Так или иначе, Хлебников был голодный, а мы со своим пайком второй категории чувствовали себя богачами. Раз в месяц нам насыпали в мешочки крупу, муку и сахар, отваливали брусок масла и омерзительную свиную голову. Все это мы отдавали старушке дворничихе в Доме Герцена, где мы только что получили комнату. Она кормила нас кашей и заливным, и мы старались забыть, из чего оно сделано. Масла, конечно, не хватало, и мы прикупали сметану, чтобы сдобрить кашу.
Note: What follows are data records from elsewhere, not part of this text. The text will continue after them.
PR #16569, opened 2020-12-16
[MM-28000] Fix system manager can download export files without right permissions

hahmadia:
#### Summary

System manager can retrieve compliance export files and download them even though he can't see the compliance section in the system console.

#### Ticket Link

https://mattermost.atlassian.net/browse/MM-28000

#### Release Note

```release-note
NONE
```


api4/job.go
```diff
@@ -70,6 +70,11 @@ func downloadJob(c *Context, w http.ResponseWriter, r *http.Request) {
 		return
 	}
 
+	if job.Type == model.JOB_TYPE_MESSAGE_EXPORT && !c.App.SessionHasPermissionTo(*c.App.Session(), model.PERMISSION_SYSCONSOLE_READ_COMPLIANCE) {
+		c.SetPermissionError(model.PERMISSION_SYSCONSOLE_READ_COMPLIANCE)
+		return
+	}
```
sbishel, line 76: This should be moved above call to `GetJob`.

sbishel (changes requested):

api4/job.go
hahmadia: Hey @sbishel !

Not sure if I fully understand but if you meant put that statement above the GetJob call, I wanted too however I don't have access to the job.type property at that point which is why I put it after :slightly_frowning_face: We only have Job ID before then and we use that to get the job. Unless I've misunderstood your meaning 😅

sbishel: You're right. Thanks for explanation.

sbishel (approved):

mkraft (commented):
In this PR I think you've raised something important: the fact that there's an existing gap in the granularity of job with relation to the system console permissions. 

In a sense this is like declaring a mapping between `PERMISSION_SYSCONSOLE_*_COMPLIANCE` granting permission to `JOB_TYPE_MESSAGE_EXPORT` specifically (rather than to all jobs).

I'm wondering if there are other sections that also should also be limited. For example, in the `SysconsoleAncillaryPermissions` mapping [`PERMISSION_SYSCONSOLE_READ_ENVIRONMENT` and `PERMISSION_SYSCONSOLE_READ_AUTHENTICATION`](https://github.com/mattermost/mattermost-server/blob/master/model/role.go#L64-L69) also have access to all jobs (well not to `JOB_TYPE_MESSAGE_EXPORT` anymore but all the others). Should they continue to have access to all the other jobs? Or should we be addressing all of this section-to-job-type access granularity at once?

hahmadia:
Hey @sbishel ,

I had a meeting with Martin last week regarding this PR and he proposed a much better change to what I originally had. 

Martin explained that those SYSCONSOLE permissions are primarily for the frontend and if we ever want say a bot to download compliance files, we would need to give it this SYSCONSOLE permission which could make thing confusing.

We would rather map these SYSCONSOLE permission to a more specific permissions that way in the future if a bot needs it, we could give it this specific permission and this will falls in line with our current pattern. This happens through our current implementation of ancililary permissions (which prior to this PR, I wasn't aware this was its purpose).

Since this PR primarily is concerning the fact that we are allowed to download compliance reports when we shouldn't be allowed, I mapped `SYSCONSOLE_READ_COMPLIANCE` to `read_jobs` and a new permissions specifically allowing us to download the compliance report and `SYSCONSOLE_WRITE_COMPLIANCE` to `manage_jobs`. 

This new permission is used in the `downloadJob` api endpoint. Since that endpoint is currently only being used to download compliance reports, it makes sense to remove the current `read_jobs` permission check (since this could bring up security concerns in the future allowing us to download any new job that follows the same output structure as compliance reports) and check to see if we are downloading a compliance report and also check to see if we have the appropriate permission. If it's not a compliance report, then we throw an error saying that the job they are trying to download is not supported (this further secures us from accidentally giving user permission to download a job they shouldn't be allowed too)

Anyhow, requesting a re-review as I feel this implementation makes more sense than my previous one. Thanks!

mkraft (approved):
Looks good. Nice work.

api4/apitestlib.go
```diff
@@ -420,6 +436,10 @@ func (th *TestHelper) CreateWebSocketSystemAdminClient() (*model.WebSocketClient
 	return model.NewWebSocketClient4(fmt.Sprintf("ws://localhost:%v", th.App.Srv().ListenAddr.Port), th.SystemAdminClient.AuthToken)
 }
 
+func (th *TestHelper) CreateWebSocketSystemManagerClient() (*model.WebSocketClient, *model.AppError) {
```
sbishel, line 439: Is this used?

sbishel (approved):

api4/apitestlib.go
hahmadia: Nope. I just added it since it was added for System Admin. Is it better to remove or keep in case it needs to be used in the future?

hahmadia: @sbishel

furqanmlk (approved):
Working as expected

image


Added new test case
[MM-T3667](https://mattermost.atlassian.net/projects/MM?selectedItem=com.atlassian.plugins.atlassian-connect-plugin:com.kanoah.test-manager__main-project-page#!/testCase/MM-T3667)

Старушка жила в подвале главного дома. Она была ласковая и добрая, и Мандельштам привел к ней Хлебникова. С тех пор он каждый день приходил к нам обедать, и мы вчетвером - со старушкой - вкушали сладостную пищу. В те годы и каша, и сметана, и то, что перепадало сверх этого, ощущалось как полное благополучие. Особенно чувствовала это старушка, потому что нам - нищим - иногда попадал на зубок даже бифштекс, а она, порядочная и оседлая, за долгие голодные годы забыла даже вкус пищи.